Start of Records
PR #862, opened 2019-05-06
MH-13516 add single step event deletion

krinnewitz:
This patch changes the event deletion via admin UI such that you don't
have to retract events before you are able to delete them. While that
was the case in the past, now, Opencast itself takes care of retracting
the events before deleting them if, necessary. This also applies for
bulk deletion.

This is achieved by first checking if the event to delete still has
publications and if so, running a retract workflow and waiting for its
completion. Once, a retract workflow is completed, the associated event
is deleted.

The criteria to tell if an event needs to be retracted is equal to the
one that was used in the admin UI frontend before.

The id of the workflow to use for event retraction is configurable.


modules/admin-ui/src/main/resources/public/org/opencastproject/adminui/languages/lang-en_US.json
```diff
@@ -271,9 +258,7 @@
       "NEXT_STEP": "Next",
       "BACK": "Previous",
       "CREATE": "Create",
-      "RETRACT": "Retract",
       "RETRACT_DELETE": "Retract/Delete",
```
staubesv: @krinnewitz The button is still named "Retract/Delete". Please just name it "Delete" (and use the translation key "DELETE") as at the end of the day, pressing the button will delete the events. While this might involve retraction, that is a detail not of concern to the user as it also results in deletion.

modules/admin-ui/src/main/resources/public/org/opencastproject/adminui/languages/lang-en_US.json
```diff
@@ -123,9 +123,11 @@
      "SERIES_NOT_UPDATED":  "The series could not be saved",
      "SERIES_NOT_UPDATED_ID":  "The series {{ id }} could not be saved",
      "SERIES_NOT_UPDATED_ALL":  "None of the series could be saved",
-     "EVENTS_DELETED":      "The event has been deleted",
-     "EVENTS_NOT_DELETED":  "The event(s) could not be deleted",
-     "EVENTS_NOT_DELETED_NOT_AUTHORIZED":  "The event could not be deleted, because you don't have the permission to do so.",
+     "EVENT_DELETED":      "The event has been deleted.",
+     "EVENT_WILL_BE_DELETED": "The event will be unpublished first, and will then be deleted automatically.",
+     "EVENTS_DELETED":      "The events are being deleted. Published events will be unpublished first, and then be deleted automatically.",
```
staubesv: @krinnewitz "The events are being deleted." is enough as this is what happens.

modules/admin-ui/src/main/resources/public/org/opencastproject/adminui/languages/lang-en_US.json
```diff
@@ -123,9 +123,11 @@
      "SERIES_NOT_UPDATED":  "The series could not be saved",
      "SERIES_NOT_UPDATED_ID":  "The series {{ id }} could not be saved",
      "SERIES_NOT_UPDATED_ALL":  "None of the series could be saved",
-     "EVENTS_DELETED":      "The event has been deleted",
-     "EVENTS_NOT_DELETED":  "The event(s) could not be deleted",
-     "EVENTS_NOT_DELETED_NOT_AUTHORIZED":  "The event could not be deleted, because you don't have the permission to do so.",
+     "EVENT_DELETED":      "The event has been deleted.",
+     "EVENT_WILL_BE_DELETED": "The event will be unpublished first, and will then be deleted automatically.",
```
staubesv: @krinnewitz Just say "The events are being deleted.". Finally, this is what is happening.

staubesv:
@krinnewitz Please add a note to the upgrade guide explaining that the retract-id must be configured.

staubesv:
@krinnewitz When deleting an event with publications but not having configured the retraction workflow correctly, the Admin UI tells me that the events will be deleted (green message) and does not do anything.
End of Records
I need every line from the material that contains the word "deletion".

MH-13516 add single step event deletion
This patch changes the event deletion via admin UI such that you don't
bulk deletion.
staubesv: @krinnewitz The button is still named "Retract/Delete". Please just name it "Delete" (and use the translation key "DELETE") as at the end of the day, pressing the button will delete the events. While this might involve retraction, that is a detail not of concern to the user as it also results in deletion.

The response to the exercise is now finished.